# Ligne verticale violette sur iBook...



## onewithefreaks (19 Août 2004)

Voila, j'imagine que les topics qui n'ont d'autres buts que de régler le probleme d'un forumiste en détresse doivent vous énerver... Mais étant nouveau ici je n'avais personne à qui envoyer de mp donc voila mon probleme :

un petit probleme [débile] sur l'iBook de mon frangin : je l'utilisais lorsque sans que je sache pourquoi, une ligne verticale violette est apparue à peu pres au milieu de l'écran...     Elle ne disparait que lorsqu'on l'éteind.

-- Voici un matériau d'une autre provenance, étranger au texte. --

PR #281, opened 2017-06-01
Fix quotation marks in rnaseq workflow

mzganec:
When selecting rnaseq workflow in Bioinformatics Dashboard / Tool Catalog, the unquoted default values _yes_ and _no_ make the corresponding input fields display incorrectly on the front-end. The tests run correctly in both versions of the workflow.

### DIFF
--- a/resolwe_bio/processes/workflows/rnaseq.yml
+++ b/resolwe_bio/processes/workflows/rnaseq.yml
@@ -4,7 +4,7 @@
   data_name: "Pipeline ({{ reads|sample_name|default('?') }})"
   requirements:
     expression-engine: jinja
-  version: 0.0.1
+  version: 0.0.2
   type: data:workflow:rnaseq:htseq
   input:
     - name: reads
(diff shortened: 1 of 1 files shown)


mstajdohar:
@hadalin Please investigate why this happens in UI and not in tests.

dblenkus:
If there are no quotes, Python tries to guess right type, thus interpreting `no` as `False`. Quotes must be added to explicitly define value as string.

    In [1]: import yaml

    In [2]: yaml.load('test: no')
    Out[2]: {'test': False}

    In [3]: yaml.load('test: "no"')
    Out[3]: {'test': 'no'}

mstajdohar:
@dblenkus Why does it work in tests?

mstajdohar:
I guess the UI control expects string input for a list of possible values? Tests don't care.

dblenkus:
It depends on weather specific tool interprets `"no"` and `False` in the same way.
But in either case it is much better to actually have the type that you expect :)

mzganec:
Please merge into master.

PR #283, opened 2017-06-01
Add amplicon table and jbrowse tracks

jkokosar:


resolwe_bio/processes/jbrowse/variants.yml
```diff
@@ -0,0 +1,39 @@
+# =========================
+# JBrowse tracks - Variants
+# =========================
+#
+---
+
+- slug: jbrowse-vcf-track
```
mstajdohar: Why can't we display the `data:variants:vcf` directly in JBrowse? If the JBrowse can display variants directly, wouldn't it be better to support it without a special track? The same way we support BAM data objects directly.

resolwe_bio/tools/make_amplicon_table.py
```diff
@@ -0,0 +1,172 @@
+#!/usr/bin/env python2
```
mstajdohar: I would like we start using Python 3 as soon as possible and add the required packages to Python 3. The longer we use Python 2, the harder will be to switch.

resolwe_bio/tools/make_amplicon_table.py
```diff
@@ -0,0 +1,172 @@
...
+
+import argparse
+import json
+
+import HTSeq
+
+
+def parse_arguments():
+    """Parse command line arguments."""
+    parser = argparse.ArgumentParser(description="Parse Diff Exp output files")
```
mstajdohar: Suggested description text: Parse the output files of differential expression

resolwe_bio/tools/make_amplicon_table.py
```diff
@@ -0,0 +1,172 @@
...
+                int(amplicon[1]),
+                int(amplicon[2])
+            )
+
+    with open(args.amplicon_coverage) as ac:
+        for line in ac:
+            cov = line.strip().split('\t')
+            amp_cov[cov[0]] = float(cov[1])
+
+    for annot_var in args.variants:
```
mstajdohar: How many variants do we usually have?

resolwe_bio/processes/jbrowse/variants.yml
lukaw3d: I don't like the way we support BAMs, but it does save disk space.
Having a special case for VCF too would mean making another additional request to the server (or a new custom endpoint), instead of being clear `query(type_startswith = data:jbrowse:)`

mstajdohar: I understand your concerns, but a general solution could visualize all variant files on the server, whereas the optimized solution requires a special pipeline. @jkokosar Do you see an advantage in generality?

jkokosar: The vast majority of VCFs will be produced within pipelines, so there is no major downside to having a special track, since this can be automated in workflows. The issue is if one would upload VCF directly and would need to remember to make this additional track before being able to visualize. For only this cases there is a decision of practicality  vs. efficiency to be made.

resolwe_bio/tools/make_amplicon_table.py
jkokosar: < 500 variants

jkokosar: This argument passes one or multiple _variant files_ (2 in this use case). There is no issue with the character limit.

resolwe_bio/tools/make_amplicon_table.py
```diff
@@ -0,0 +1,172 @@
...
+                    break
+
+            if 'DP4' in variant:
+                process = 'LoFreq'
+                other_fields = 'DP4={};SB={}'.format(variant['DP4'], variant['SB'])
+            else:
+                process = 'GATK'
+                other_fields = 'AD:{};FS:{}'.format(variant['GEN[0].AD'], variant['FS'])
+
+            if '' in variant['ID'].split(';'):
```
JureZmrzlikar: In case `variant['ID']` is equal to `'ABC;'`, you can loose some data. It is probably better to check:
`if variant['ID'].strip(';') == '':`

mstajdohar:
Rebase please

resolwe_bio/processes/amplicon/amplicon_table.yml
```diff
@@ -0,0 +1,43 @@
...
+    - name: variant_table
+      label: Variant table
+      type: basic:json
+  run:
+    runtime: polyglot
+    language: bash
+    program: |
+      NAME='{{ coverage|sample_slug }}'
+
+      make_amplicon_table.py {{master_file.master_file.file}} {{coverage.mean_cov.file}} \
```
mzganec: Filenames should be wrapped in quotes to correctly process spaces.

resolwe_bio/processes/amplicon/amplicon_table.yml
```diff
@@ -0,0 +1,43 @@
...
+      -v {% for vars in annot_vars %}"{{vars.annotation.file}}" {% endfor %}
+      re-checkrc
+
+      mv amplicon_table.json ${NAME}_amplicon_table.json
+      re-save variant_table ${NAME}_amplicon_table.json
```
mzganec: Replace `${NAME}_amplicon_table.json` with `"${NAME}_amplicon_table.json"` in both lines.

jkokosar: Not required here, since ${NAME} is derived from {{Data|sample_slug}} which can never contain whitespace.

jkokosar: This would be an issue if one would use {{Data|sample_name}}

PR #1144, opened 2022-02-13
Add filters for species, tissue, treatment and outcome on BioCollection

plojyon:
## Checklist

    before non-breaking changes.
    commit(s).

### Processes ###

  can be performed).
  homepage and publication.

  tests).
  must be manually tagged and pushed to Amazon ECR.

### Tests ###


resolwe_bio/filters.py
```diff
@@ -32,6 +34,56 @@ class BioCollectionFilter(CollectionFilter):
...
+
+    def _filter_by_outcome(self, queryset, name, value):
+        locations = [
+            "descriptor__response_and_survival_analysis__clinical_benefit",
+            "descriptor__response_and_survival_analysis__confirmed_bor",
+            "descriptor__response_and_survival_analysis__unconfirmed_bor",
+            "descriptor__response_and_survival_analysis__pfs",
+            "descriptor__response_and_survival_analysis__os",
+            "descriptor__response_and_survival_analysis__dfs",
+            "descriptor__response_and_survival_analysis__ttp",
```
gregorjerse, line 84: I believe you should also add corresponding indices in the database, otherwise, these queries will be slow.

See https://github.com/genialis/resolwe-bio/blob/master/resolwe_bio/migrations/resolwe_indexes_2.sql for example how to add missing indices to JSON fields. 

Check also that the added indices are really applied to the query.

tests/urls.py
```diff
@@ -3,15 +3,16 @@
...
+from resolwe.flow.views import CollectionViewSet, EntityViewSet
+from resolwe_bio.filters import BioCollectionFilter, BioEntityFilter
 from resolwe_bio.kb.views import (
     FeatureViewSet, MappingSearchViewSet
 )
 
 from .routers import SearchRouter
 
 
+CollectionViewSet.filter_class = BioCollectionFilter
```
gregorjerse, line 15: Maybe instead of patching URLs, one could use the `Composer` class. Otherwise, the URLs in the genialis-base repository will also have to be patched.

See https://github.com/genialis/resolwe/blob/90e4eb1160ac3fe0c2f0ac1b6bd18700cd82da55/resolwe/composer.py#L8 

There is some guidance on how to use the composer in

https://github.com/genialis/resolwe/blob/90e4eb1160ac3fe0c2f0ac1b6bd18700cd82da55/resolwe/flow/filters.py#L189

I believe you have to extend the filter used in the `CollectionViewSet` class, which is `resolwe.flow.filters.CollectionFilter`. 

Please try it out and remove line above if it is working.

gregorjerse (changes requested):

resolwe_bio/extensions.py
```diff
@@ -1,9 +1,65 @@
...
+from django.db.models import Q
 from django_filters import rest_framework as filters
 
 from resolwe.composer import composer
 
 
+class ExtendedCollectionFilter:
+    """Collection filter extension."""
+
+    descriptor__general__species = filters.CharFilter(
```
gregorjerse, line 11: You have to return collections that contain at least one sample (instance of Entity class) that has a descriptor with the given species.

So something like this:

```
descriptor__general__species = filters.CharFilter(
        field_name="entity__descriptor__general__species", lookup_expr="contains", distinct=True
    )
```

The distinct is necessary or collection with multiple samples matching given criteria will be returned multiple times.


All other queries also have to be modified.

resolwe_bio/migrations/resolwe_indexes_3.sql
```diff
@@ -0,0 +1,50 @@
+-- Index for Django filter descriptor__general__species__icontains
+CREATE INDEX idx_collection_descriptor__general__species ON flow_collection USING gin (UPPER(descriptor #>> '{general,species}'::text[]) gin_trgm_ops );
```
gregorjerse, line 2: All indices have to be applied to the `flow_entity` table. Fix index names accordingly.

resolwe_bio/tests/unit/test_api.py
```diff
@@ -30,6 +31,87 @@ def _check_filter(
...
+    @classmethod
+    def setUpTestData(cls):
+        cls.contributor = get_user_model().objects.create_user(
+            username="joemiller",
+            email="contributor@test.com",
+            first_name="Joe",
+            last_name="Miller",
+        )
+
+        cls.descriptor_schema = DescriptorSchema.objects.create(
```
gregorjerse, line 53: Fix tests: multiple collections containing multiple samples ...

gregorjerse (changes requested):

docs/CHANGELOG.rst
```diff
@@ -64,6 +64,7 @@ Fixed
 Added
 -----
 - Add bcftools version 1.14 to ``resolwebio/common`` Docker image
+- Add filters for species, tissue, treatment and outcome on BioCollection
```
gregorjerse, line 67: I would add something more descriptive and avoid using non-existing term BioCollection. Maybe something like 'Add ExtendedCollectionFilter filter to allow filtering collections by samples containing given species, tissue ...'.

gregorjerse (changes requested):
Code now looks great. 
Please fix the commit message, rebase and then it can be merged.

gregorjerse (approved):

PR #1150, opened 2022-02-22
Add workflow RNA-seq Variant Calling

OtonicarJan:
    before non-breaking changes.
    commit(s).


resolwe_bio/processes/workflows/rnaseq_variant_calling.py
```diff
@@ -0,0 +1,400 @@
...
+
+            Data.create(
+                process=BioProcess.get_latest(slug="gatk-select-variants"),
+                input=input_select,
+            )
+
+        multiqc_tools = [inputs.reads, alignment, mark_duplicates, bqsr]
+
+        if inputs.preprocessing:
+            multiqc_tools.insert(1, preprocessing)
```
jkokosar, line 393: Nothing wrong, just FYI: MultiQC process/tool settings define the module order in the MultiQC report. There is no need to pass the objects in any order here.

resolwe_bio/processes/workflows/rnaseq_variant_calling.py
```diff
@@ -0,0 +1,400 @@
...
+            },
+            "output_options": {
+                "out_unmapped": inputs.alignment.out_unmapped,
+            },
+        }
+
+        if inputs.preprocessing:
+            input_star["reads"] = preprocessing
+        else:
+            input_star["reads"] = inputs.reads
```
AnzeLovse, line 293: This could be simplified and added to the dictionary above as `"reads": preprocessing if inputs.preprocessing else inputs.reads`.

resolwe_bio/processes/workflows/rnaseq_variant_calling.py
```diff
@@ -0,0 +1,400 @@
...
+            label="Perform reads processing with BBDuk",
+            default=True,
+            description="If your reads have not been processed, set this to True.",
+        )
+        dbsnp = DataField(
+            data_type="variants:vcf",
+            label="dbSNP file",
+            description="File with known variants.",
+        )
+        indels = DataField(
```
AnzeLovse, line 71: Broad uses multiple known sites for INDELs. It would be good to support this in our pipeline as well by changing this to `ListField`. We could even join `dbsnp` with `indels` field and just extend the description with what is expected.

resolwe_bio/processes/workflows/rnaseq_variant_calling.py
```diff
@@ -0,0 +1,400 @@
...
+            "advanced": {
+                "use_original_qualities": True,
+            },
+        }
+
+        if inputs.intervals_bed:
+            input_bqsr["intervals"] = inputs.intervals_bed
+
+        if inputs.indels:
+            input_bqsr["known_sites"].append(inputs.indels)
```
AnzeLovse, line 327: This should be modified if `ListField` is used for `inputs.indels`.

resolwe_bio/processes/workflows/rnaseq_variant_calling.py
```diff
@@ -0,0 +1,400 @@
...
+        bqsr = Data.create(
+            process=BioProcess.get_latest(slug="bqsr"),
+            input=input_bqsr,
+        )
+
+        input_hc = {
+            "alignment": bqsr,
+            "genome": inputs.ref_seq,
+            "dbsnp": inputs.dbsnp,
+            "mbq": 10,
```
AnzeLovse, line 338: Should this be replaced with stand_call_conf. It seems that best practices use `--standard-min-confidence-threshold-for-calling` flag.

resolwe_bio/processes/workflows/rnaseq_variant_calling.py
```diff
@@ -0,0 +1,400 @@
...
+        )
+
+        input_bqsr = {
+            "bam": split_ncigar,
+            "reference": inputs.ref_seq,
+            "known_sites": [inputs.dbsnp],
+            "read_group": inputs.read_group,
+            "advanced": {
+                "use_original_qualities": True,
+            },
```
AnzeLovse, line 320: `java_gc_threads` and `max_heap_size` could be added here.

AnzeLovse (commented):
This mostly looks good. I appreciate the extended descriptions of less obvious fields. The tests clearly show that the workflow works. Let's plan a proper validation once this is merged.

resolwe_bio/tests/workflows/test_wgs.py
```diff
@@ -159,3 +159,95 @@ def test_gatk_hc_gvcf(self):
             file_filter=filter_vcf_variable,
             compression="gzip",
         )
+
```
AnzeLovse, line 162: It might be more fitting to add tests under rnaseq or its own category.

resolwe_bio/processes/workflows/rnaseq_variant_calling.py
OtonicarJan: I will add `--standard-min-confidence-threshold-for-calling` flag. The option `mbq` is added here, so that it is set to the [default](https://gatk.broadinstitute.org/hc/en-us/articles/360037225632-HaplotypeCaller#--min-base-quality-score) value of the actual tool. The default value in the process `vc-gatk4-hc` is different.

resolwe_bio/processes/workflows/rnaseq_variant_calling.py
```diff
@@ -0,0 +1,400 @@
...
+        },
+    }
+    data_name = 'RNA-seq Variants ({{ reads|sample_name|default("?") }})'
+    version = "1.0.0"
+    process_type = "data:workflow:rnaseq:variants"
+    category = "Pipeline"
+    entity = {
+        "type": "sample",
+    }
```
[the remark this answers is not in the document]
jkokosar: We'll unify this to include workflow Data objects to the Sample entities where relevant.

jkokosar (approved):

J'aimerais savoir si vous avez une idée de ce que c'est et surtout comment la faire disparaitre. J'ai lu le topic à propos des pixels morts mais là il s'agit bien d'une ligne parfaiite de haut en bas et Violette ! [qui n'apparait pas sur le blanc]

Merci

Bien sur, autrement qu'en repeignant l'écran...


----------



## Anonyme (23 Août 2004)

Il me semble que sur les iBook d'une certaine série il y a eu des problèmes au niveau de l'écran, mais j'en sais pas plus. J'espère qu'il est encore sous garantie sinon tu l'as dans le c... malheureusement. Bonne chance


----------



## macinside (23 Août 2004)

arrêtez de dire n'importe quoi, le problème pris en charge concerne les cartes mère et pas l'écran  en l'occurrence la c'est un problème avec la dalle LCD


----------



## litle_big_one (23 Août 2004)

Bj all

heu, des pixels, oui c'est la dalle mais une ligne complète, je doute.

bob


----------



## macinside (23 Août 2004)

sisi, une ligne complète c'est une dalle LCD


----------



## theBrave (27 Août 2004)

Violette qui n'apparait pas sur le blanc.
Ca doit etre les sous-pixels bleus et rouges qui ne peuvent plus s'eteindre.
Essaie de masser (appuyer) sur les bords de la dalle en haut et en bas.
Ca change quelque chose ?


----------